瞬間移動……! メジャーな能力かもしれないが、実際にやられてはたまったものではない。
今度は虚空から剣を取り出し居合いのように斬りつけてくるリュッケに、俺は一縷の望みに賭けて左腕で身を守ろうとした。ザラさんの腕は見事剣に打ち勝ち、リュッケの斬撃を受け止める。俺が左腕の頑丈さにちょっと引いている間に、リュッケは剣を手放して次の攻撃に入っていた。
俺を挟み込むように生じた魔法陣。いかにも遠距離攻撃が放たれますみたいな見た目からそのまんまの魔法攻撃が放たれる。嫌らしいことに、今から回避することは不可能な配置だった。左腕の権能を使い、霊魂を肉壁として受肉。攻撃を凌ぐが、今度はその肉壁によって逃げ場を失った俺に向かって、リュッケが今度は槍で攻撃してくる。
俺は銃撃を槍の穂先に当て、矛先を逸らす。逸らされた槍は肉壁に当たり、勢いを殺されるが、動じないリュッケはすぐに槍を手放し、かかと落としを見舞ってきた。打つ手がない俺は、やはり咄嗟に左腕でガードすると、腕に触れたリュッケの足が弾けた。
「!?」
「なっ……!?」
どうやら解放したザラさんの腕の即死力はとても高いようで、耐性があるはずの界喰みの身体でも触れれば部位破壊ができるらしい。お互いにとって予想外だったこの現象に、双方が驚くが、立ち直るのはリュッケの方が早かった。
「っ! 《心機一た──がッ!?」
我に返って祝詞を発動しようとした俺だったが、胸に衝撃。肺にダメージを受け、発声が中断される。岩。魔法のようなものによって生成された岩をもろに食らってしまったのだ。
今度こそ、マズい。足を奪ったとはいえ、体勢が悪い。仰向けに倒れるような姿勢に追い込まれた今の俺には、リュッケから距離を取る手段がもうない。
「終わりよ、ハナビ……!」
リュッケが、トドメの一撃を放とうとしたその時。
「──《縛鎖》《乱嵐禍炎》!」
リュッケの背後から、吹き荒れるような炎が彼女を襲った。リュッケはそれに対応するために俺に背を向け、炎を防御する。俺はその隙を突いて、リュッケが炎を防いだ名残の暴風に乗るように立ち上がって距離を取った。

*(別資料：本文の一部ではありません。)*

PR #86, opened 2023-02-15
Use `caml_enter_blocking_section` when calling `io_uring_submit`

TheLortex:
`io_uring_submit` sends asynchronous work to the kernel but it still has to take a copy the data, which may take some time. In my experiments (read operations of 256MB) the system call can take up to 200ms, which is not good when domains need to synchronize.  

Using `caml_enter_blocking_section` notifies the runtime that we're leaving the OCaml world, similarly to https://github.com/ocaml-multicore/ocaml-uring/pull/31.

### DIFF
--- a/CHANGES.md
+++ b/CHANGES.md
@@ -1,6 +1,6 @@
 ## dev
 
-- Use `caml_enter_blocking_section` when calling `io_uring_submit`  (@TheLortex #84).
+- Use `caml_enter_blocking_section` when calling `io_uring_submit`  (@TheLortex #86).
 
 ## v0.5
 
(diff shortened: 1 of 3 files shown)


talex5 (commented):
The function can't be `noalloc` if it releases the lock: https://v2.ocaml.org/manual/intfc.html#ss:c-direct-call

TheLortex:
Ah indeed, thanks for noticing. I'll update the PR.

avsm:
Looks good to me. I think there are some situations where we might want the faster original version. In particular, if the caller knows they are using fixed buffers (which don't need to be copied) then the syscall should be pretty fast. However in the general case we should drop the lock, so this PR is a safer default.

talex5 (approved):
Thanks!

その際に、ちょうど界喰みの殲滅を終えたらしいホノカとレフバーちゃんが目に入る。俺を助けてくれたのは二人ではない。炎を使ったのが、ヒョウヤであるはずもなく。
「大丈夫!? ハナビちゃん!」
随分と懐かしい気がする声が響く。
「キヌ……」
背後からリュッケに一撃を加え俺を救ったのは、キヌだった。